While Adolph Luetgert was on trial for murder in 1897 and 1898, he was held at Cook County Jail. At that time, the jail was located just north of the courthouse. The courthouse still stands on Hubbard Street (which was called Michigan Street in the 1890s), just west of Dearborn. The old jail is gone, however, replaced by a fire station.

 


Chicago Tribune, Nov. 28, 1897.

View images of the old Cook County Jail from the Chicago Daily News archive at the Library of Congress Web site:

 

The following are some descriptions of the old Cook County jail collected by the author during the research for Alchemy of Bones.

Adolph Luetgert was waiting for his first trial to begin when the county opened a new wing of the jail on July 10, 1897. The following newspaper articles recount the opening of the jail.
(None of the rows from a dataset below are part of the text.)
PR #650, opened 2020-12-15
Fixes bug in District Chart when applying more restrictive to less restrictive filtering

### LINKED ISSUE #649: District chart - createGenerateChartData toLowerCase error
**Describe the bug**
We are getting a `TypeError: Cannot read property 'toLowerCase' of undefined` when trying to generate the District Chart after certain filtering actions. It seems like the `currentDistrict is not being set.

Only an issue for MO, not PA.

This exists on master but it has not yet been deployed to Production.

**To Reproduce**
1. From the MO dashboard, choose the Case Type=SEX_OFFENSE filter
2. Let the charts load, then choose Case Type=ALL filter
3. Note that the District Chart fails to load.

**Expected behavior**
District Chart loads without error.

**Screenshots**

 - OS [e.g. Windows 10]: 
 - Version [e.g. 22]: 

 - Device: [e.g. iPhone6]: 
 - OS: [e.g. iOS8.1]: 
 - Version [e.g. 22]: 

**Additional context**

jovergaag:
## Description of the change

We had a bug on the District Chart where we were seeing a `TypeError: Cannot read property 'toLowerCase' of undefined` error when switching from (for example) Case Type=SEX_OFFENSE to Case Type=ALL filters. The `labels` object occasionally had not updated to include the larger dataset before the chart tried to access it at the higher `dataIndex` . 

I traced this back, it started in the to the node/packages upgrade commit so there must be something slightly different with how chartJs is looping through the dataset given the new node env. I tested this thoroughly to ensure that the guard is not making us miss coloring one of the `currentDistrict` labels correctly. Even if a `currentDistrict` is the first or last of the labels, either before or after the filter change, chartJs eventually makes its way back through and applies the `currentDistrict` color treatment.

-This also includes a refactor to the statistically significant shading application on a few charts
-This also includes cleaned up of a test that was giving us a false positive (I saw the errors in the log but the test was not failing).
-This also includes a small update to the README after some feedback from Daniela as she was working on getting her environment set up today

## Type of change

## Related issues

> Closes #649

### Development

### Code review

### DIFF
--- a/src/utils/charts/__tests__/significantStatistics.test.js
+++ b/src/utils/charts/__tests__/significantStatistics.test.js
@@ -15,10 +15,14 @@
 // along with this program.  If not, see <https://www.gnu.org/licenses/>.
 // =============================================================================
 
+import pattern from "patternomaly";
+
 import {
   isDenominatorStatisticallySignificant,
   isDenominatorsMatrixStatisticallySignificant,
   tooltipForFooterWithCounts,
+  applyStatisticallySignificantShading,
+  applyStatisticallySignificantShadingToDataset,
 } from "../significantStatistics";
 
 const statisticallySignificantDenominators = [0, 100, 1019];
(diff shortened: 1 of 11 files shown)


src/utils/charts/__tests__/significantStatistics.test.js
```diff
@@ -70,6 +74,93 @@ describe("isDenominatorsMatrixStatisticallySignificant function", () => {
...
+    const drawSpy = jest.spyOn(pattern, "draw");
+    drawSpy.mockReturnValue("#ffffff");
+
+    const given = statisticallyNotSignificantDenominators;
+    const color = "anyColor";
+
+    given.forEach((denominator) => {
+      expect(applyStatisticallySignificantShading(color, denominator)).toBe(
+        "#ffffff"
+      );
```
macfarlandian, line 99: what does a normal return value look like when a pattern is applied? i'm wondering whether this might be a good place to use a snapshot test instead of a mock

jovergaag: Great suggestion. 

I was originally mocking it because patternomaly's `pattern.draw` creates and manipulates a canvas which was was throwing an error in Jest. I ended up installing and setting up `jest-canvas-mock` which allows `pattern.draw` to return successfully. I think these tests are much more clear now by just checking the `shapeType`. LMK what you think.

macfarlandian (approved):
Great find! I agree these tests are much easier to understand now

Chicago Tribune, July 11, 1897:

Cook County’s new jail, with its 228 cells, which costs $50,229 exclusive of the locks, etc., was opened to the public yesterday afternoon. A spread of salads, dainty dishes, wines, speeches and a boutonniere were the especial features of the dedication of the $180,338 structure.

Not a "duffer," a plate of beans, or a tin of black coffee was served. Those delicacies were only for the real guests of the institution.

The exercises began at 12 o’clock noon when [Cook County Board President Daniel] Healy and all the members of the County board, with the exception of Commissioner Struckman, filed through the massive bronze doors of the main entrance in Dearborn street...

President Healy, after the fashion of a banquet toastmaster, announced that a round table groaning under the weight of the light food was ready for the defensive in an assault-at-arms, whereupon a number of colored waiters fell to serving the bidden ones. For nearly an hour the attack was kept up on the salads, the punch bowl and the cold bottles of wine — some of it champagne and some sour wines for which the county paid...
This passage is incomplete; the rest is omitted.